PROBLEM REQUIREMENTS:
From the records below, extract only the lines running from the line with "PR #4570, opened 2020-11-03" to the line with "### LINKED ISSUE", both lines included, reproducing them exactly.

(Data records)
::::::

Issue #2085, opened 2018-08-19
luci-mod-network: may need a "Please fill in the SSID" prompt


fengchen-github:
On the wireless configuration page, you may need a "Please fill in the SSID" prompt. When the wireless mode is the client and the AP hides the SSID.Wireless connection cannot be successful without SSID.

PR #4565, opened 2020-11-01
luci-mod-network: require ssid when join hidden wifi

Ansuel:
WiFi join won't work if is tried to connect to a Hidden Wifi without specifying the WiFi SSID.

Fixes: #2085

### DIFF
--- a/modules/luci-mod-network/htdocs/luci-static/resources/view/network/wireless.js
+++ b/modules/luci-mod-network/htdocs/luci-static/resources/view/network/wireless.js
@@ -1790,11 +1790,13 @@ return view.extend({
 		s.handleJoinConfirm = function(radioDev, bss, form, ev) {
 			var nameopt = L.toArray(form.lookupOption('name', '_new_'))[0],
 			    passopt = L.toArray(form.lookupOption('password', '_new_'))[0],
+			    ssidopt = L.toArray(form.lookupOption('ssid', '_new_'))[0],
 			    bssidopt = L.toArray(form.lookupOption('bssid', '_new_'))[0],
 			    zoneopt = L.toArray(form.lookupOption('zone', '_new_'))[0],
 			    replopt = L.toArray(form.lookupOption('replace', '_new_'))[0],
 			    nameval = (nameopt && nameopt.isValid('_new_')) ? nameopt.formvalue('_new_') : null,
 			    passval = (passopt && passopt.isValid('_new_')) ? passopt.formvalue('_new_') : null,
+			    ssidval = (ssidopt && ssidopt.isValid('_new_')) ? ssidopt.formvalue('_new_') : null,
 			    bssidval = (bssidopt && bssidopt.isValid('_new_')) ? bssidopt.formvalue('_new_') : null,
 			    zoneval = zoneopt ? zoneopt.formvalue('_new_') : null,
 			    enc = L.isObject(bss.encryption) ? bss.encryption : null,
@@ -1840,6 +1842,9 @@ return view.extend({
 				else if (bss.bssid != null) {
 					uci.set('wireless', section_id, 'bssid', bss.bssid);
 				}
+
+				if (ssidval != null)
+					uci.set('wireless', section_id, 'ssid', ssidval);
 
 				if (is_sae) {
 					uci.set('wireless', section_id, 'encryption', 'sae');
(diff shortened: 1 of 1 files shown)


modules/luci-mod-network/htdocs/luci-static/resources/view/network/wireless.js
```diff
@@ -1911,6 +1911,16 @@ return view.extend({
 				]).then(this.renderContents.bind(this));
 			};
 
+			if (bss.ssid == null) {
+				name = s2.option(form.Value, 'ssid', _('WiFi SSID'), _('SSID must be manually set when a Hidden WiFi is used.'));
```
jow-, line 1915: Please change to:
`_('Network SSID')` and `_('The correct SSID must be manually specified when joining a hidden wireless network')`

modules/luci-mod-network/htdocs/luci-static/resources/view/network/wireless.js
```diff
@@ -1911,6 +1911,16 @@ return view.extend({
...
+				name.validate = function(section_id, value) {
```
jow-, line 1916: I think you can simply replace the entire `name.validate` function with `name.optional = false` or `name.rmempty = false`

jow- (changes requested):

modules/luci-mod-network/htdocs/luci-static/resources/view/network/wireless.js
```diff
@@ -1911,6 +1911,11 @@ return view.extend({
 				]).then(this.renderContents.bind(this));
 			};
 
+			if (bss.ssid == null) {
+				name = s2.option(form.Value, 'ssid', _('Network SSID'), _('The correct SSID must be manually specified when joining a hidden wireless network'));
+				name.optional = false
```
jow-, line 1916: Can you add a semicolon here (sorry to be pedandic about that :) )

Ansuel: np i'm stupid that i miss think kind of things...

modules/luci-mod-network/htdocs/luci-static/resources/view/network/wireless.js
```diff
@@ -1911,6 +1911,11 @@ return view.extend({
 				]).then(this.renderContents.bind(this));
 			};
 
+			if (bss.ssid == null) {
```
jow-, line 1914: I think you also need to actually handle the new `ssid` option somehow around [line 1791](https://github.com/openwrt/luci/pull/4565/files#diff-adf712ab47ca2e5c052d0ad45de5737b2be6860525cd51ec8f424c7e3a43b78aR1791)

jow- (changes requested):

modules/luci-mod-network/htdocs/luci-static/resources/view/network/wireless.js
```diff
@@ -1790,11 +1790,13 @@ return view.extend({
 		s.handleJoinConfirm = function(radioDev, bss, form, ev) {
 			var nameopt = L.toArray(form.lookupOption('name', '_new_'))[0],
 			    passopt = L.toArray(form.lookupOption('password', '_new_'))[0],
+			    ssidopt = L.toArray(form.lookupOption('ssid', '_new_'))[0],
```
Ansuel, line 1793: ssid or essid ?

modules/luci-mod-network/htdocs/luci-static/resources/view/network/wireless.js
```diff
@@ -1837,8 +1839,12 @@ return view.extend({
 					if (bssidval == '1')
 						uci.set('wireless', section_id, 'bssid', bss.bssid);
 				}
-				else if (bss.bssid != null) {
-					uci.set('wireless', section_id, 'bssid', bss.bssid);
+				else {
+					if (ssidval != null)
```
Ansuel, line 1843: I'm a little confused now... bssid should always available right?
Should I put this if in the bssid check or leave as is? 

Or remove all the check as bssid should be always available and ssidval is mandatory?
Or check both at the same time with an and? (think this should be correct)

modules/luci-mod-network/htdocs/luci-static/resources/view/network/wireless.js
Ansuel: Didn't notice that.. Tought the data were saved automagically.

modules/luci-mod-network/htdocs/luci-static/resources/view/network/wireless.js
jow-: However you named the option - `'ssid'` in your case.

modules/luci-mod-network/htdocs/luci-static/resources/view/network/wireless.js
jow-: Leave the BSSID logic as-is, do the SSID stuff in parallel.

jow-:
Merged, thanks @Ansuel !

::::::

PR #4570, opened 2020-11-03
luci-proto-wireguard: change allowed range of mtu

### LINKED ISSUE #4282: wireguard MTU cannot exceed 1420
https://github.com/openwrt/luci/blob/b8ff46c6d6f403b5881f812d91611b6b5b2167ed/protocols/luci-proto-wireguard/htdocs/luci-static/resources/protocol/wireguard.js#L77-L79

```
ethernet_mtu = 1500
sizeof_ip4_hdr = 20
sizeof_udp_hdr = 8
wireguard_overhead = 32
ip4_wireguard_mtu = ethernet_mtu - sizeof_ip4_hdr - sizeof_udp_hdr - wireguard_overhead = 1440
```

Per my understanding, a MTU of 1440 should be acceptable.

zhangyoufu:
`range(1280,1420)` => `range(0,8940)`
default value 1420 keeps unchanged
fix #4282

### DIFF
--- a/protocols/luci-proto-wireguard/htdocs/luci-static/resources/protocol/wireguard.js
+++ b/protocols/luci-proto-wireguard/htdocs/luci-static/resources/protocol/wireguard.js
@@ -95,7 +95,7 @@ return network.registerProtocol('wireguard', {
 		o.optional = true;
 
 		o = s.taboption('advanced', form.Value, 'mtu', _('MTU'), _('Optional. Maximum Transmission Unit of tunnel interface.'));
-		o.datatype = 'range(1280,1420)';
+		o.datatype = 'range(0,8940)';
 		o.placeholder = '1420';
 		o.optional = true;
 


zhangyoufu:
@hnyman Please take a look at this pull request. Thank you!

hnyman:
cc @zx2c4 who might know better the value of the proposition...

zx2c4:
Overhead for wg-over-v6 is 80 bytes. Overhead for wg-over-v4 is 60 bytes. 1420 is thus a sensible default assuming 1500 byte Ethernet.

::::::

ANSWER FOR THE TASK:
PR #4570, opened 2020-11-03
luci-proto-wireguard: change allowed range of mtu

### LINKED ISSUE #4282: wireguard MTU cannot exceed 1420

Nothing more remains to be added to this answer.